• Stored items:
:::

PR #655, opened 2024-03-01
[meta] patch whoami

sunshowers:
Patch it to fix memory corruption on illumos.

### DIFF
--- a/Cargo.lock
+++ b/Cargo.lock
@@ -496,6 +496,12 @@ source = "registry+https://github.com/rust-lang/crates.io-index"
 checksum = "baf1de4339761588bc0619e3cbc0120ee582ebb74b53b4efbf79117bd2da40fd"
 
 [[package]]
+name = "cfg_aliases"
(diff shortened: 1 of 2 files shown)


sunshowers:
(moving to draft per internal issue)

pfmooney:
While `omicron-common` (and thus `whoami` via `tokio-postgres`) is in the dependency tree here, it is effectively unused.  Propolis gets the `omicron-common` dependency since the nexus client library crates include it for the sake of convenience.  Because propolis is not interacting directly with anything postgres-y, it should never call into that code.

We discussed one possible way forward being the refactoring of those client crates to make `omicron-common` an optional dependency (largely for `From` impls and the like for omicron-internal types), so that external consumers like propolis only end up with a `progenitor` dependency to transform the OpenAPI document into the appropriate interface.

sunshowers:
Closing this and replacing with patching omicron: https://github.com/oxidecomputer/omicron/pull/5198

:::

• Work request: Which lines above include the word "dependency"? Show each one.

• Task output:
While `omicron-common` (and thus `whoami` via `tokio-postgres`) is in the dependency tree here, it is effectively unused.  Propolis gets the `omicron-common` dependency since the nexus client library crates include it for the sake of convenience.  Because propolis is not interacting directly with anything postgres-y, it should never call into that code.
We discussed one possible way forward being the refactoring of those client crates to make `omicron-common` an optional dependency (largely for `From` impls and the like for omicron-internal types), so that external consumers like propolis only end up with a `progenitor` dependency to transform the OpenAPI document into the appropriate interface.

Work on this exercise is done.